Projects/frostbyte-39
FrostByte: -39
Bytecode needs/design goals/whatever
Rough structure
Do it a function at a time first, go through callAsFunction, etc. However, try hard to construct arguments directly on the execution stack, and try to make List wrap around that.
Unsure: basic block boundaries. kjs-machine has an ellegant way of doing basic structured control flow, but I am not sure of details; and going to a real CFG will make optimization easier, and just defer linearization.
Stack
Obviously, access should be cheap. And far more cheap if Maks is designing the bytecode than if anyone else, since he has an undue fondness for RISC-like IRs. (Hey, can we do it in VIR?).
- All local and temporary access should be simple offset from something
- Stack size can be precomputed: have a ByteCodeTemp class that links in to a counter in compilation context. No need for conditionals.
- We really, really, really, want to do a single allocation for a frame anyway.
- Do we keep track of the SP?
- Pro: less ++ / --
- Con: garbage can linger
- Does it matter? Pick one
- Basic evaluation interface thus far: void evaluateTo(CompileState* comp, ByteCodeTemp& dest)

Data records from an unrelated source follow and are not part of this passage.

PR #232, opened 2026-08-28
fix(server): recover roots for pending thread events

baixiaohang:
## Summary

- Recover a reliable Feishu root once per normalized `threadKey` while processing an out-of-order direct root.
- Apply that root to every eligible pending ambient Thread delivery, including later events that omit the repeated `rootId`.
- Preserve the existing ended-session fence and the pending/unclaimed atomic upgrade boundary.
- Add a regression covering one same-thread event with `rootId`, a later event without it, and the direct root arriving last.

This follows up on the blocker discovered after #230 was merged.

## Validation

- `pnpm check`
- Targeted Feishu out-of-order root regression
- Full `im-binding.test.ts` (90/90)
- `pnpm --filter @opentag/server test:integration` (236/236)
- `git diff --check`

## Review

First Tree chat review passed with no blocking findings.

### DIFF
--- a/packages/server/src/__tests__/integration/im-binding.test.ts
+++ b/packages/server/src/__tests__/integration/im-binding.test.ts
@@ -2310,7 +2310,12 @@ describe("IM binding persistence", () => {
         grantedScopes: [...FEISHU_REQUIRED_TENANT_SCOPES],
       });
       await value.database.update(agents).set({ receiveMode: "all_message" }).where(eq(agents.id, value.agent.id));
-      const inbox = new ImMessageInbox(value.database);
+      let rootHistoryLookups = 0;
+      const inbox = new ImMessageInbox(value.database, {
+        beforeReliableThreadRootLookup: () => {
+          rootHistoryLookups += 1;
+        },
+      });
 
       const firstReply = revisionEvent({
         providerEventId: "feishu-out-of-order-first-reply",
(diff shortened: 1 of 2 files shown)


yuezengwu (changes requested):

- A simple peephole may be needed to fix things like this up:
t1 = local; t2 = t1 * t3;
Exceptions
The ideal: there should be no work done checking for exceptions anywhere. The simple way of doing it is to expose the PC in the ExecState, than on raising/setException patch it up to point to the catch or a generic handle. The catch is easier, as one can just do the same some sort of a push/pop of handler address as old C++ implementations did. The other option is jumping to a special handler which figures out the catch based on PC. Probably not worth it -- try/catch should be somewhat rare. I would think. I hope. So I am probably wrong.
The problem is of course that PC can not be cached in a register. I don't see any way around that
Types
It would be nice to do double math, integer counters, etc., without making JS values at all.
- Add type to temporaries... Something like this:
NumberNode::evaluateTo(CompileState* comp, ByteCodeTemp& dest) { if (dest.type() == FrostByte::Number) emitLoadDoubleImmediate(dest, value()); else evaluateConvert(comp, dest, FrostByte::Number); // Asks Node:: to do the conversion for us }
- Problem: how much would extra conversion instructions/extra spin around the loop cost?
- Locals would still need JSValues
- When can they be demoted to temporaries? Is no eval and no nested functions enough?
- Problem: type information would help saner bytecode generation, but more data-flow-like type computations can only be done at bytecode level. Might be tricky to clean things up after the fact.
- This needs separate areas of the stack, one for JS objects, and one for things that should not be marked
- Or, simpler, typed portions of the stack, with a bit for the mark code. This is easier for globals
Literals
- Have a literal table, for all the string literals at least
- Can't exactly stick UStrings into not-very-structured memory
- Actually, can stick Identifier*, as long as the AST stick arounds,
which it has due to string conversion of functions.
- Number literals may be inline, or not. Unclear
Globals
- Obviously, want everything to work the same way
- Being able to access global functions by ID would be good -- but quite tricky to get right
- Multiple script tags ⇒ might have to resize
- Can not have fixed offsets into a multi-area frame from same location, keep multiple base pointers
- Those can be cached in interpreter locals most of the time I think --- but stuff like document.write may be tricky. Needs thought. Could perhaps abuse the exception machinery
- Do not need to have multiple areas if have bitmask for marking --- properly better, lower reg pressure, but still a patch up may be
- Can not have fixed offsets into a multi-area frame from same location, keep multiple base pointers
needed. Hmm, there can be multiple functions executing, though, which is bad. I really need to see whether this is an issue, even with document.write, since moving the BP to a non-local will be slow.
- Can realloc the mess and with multiple BPs keep older offsets.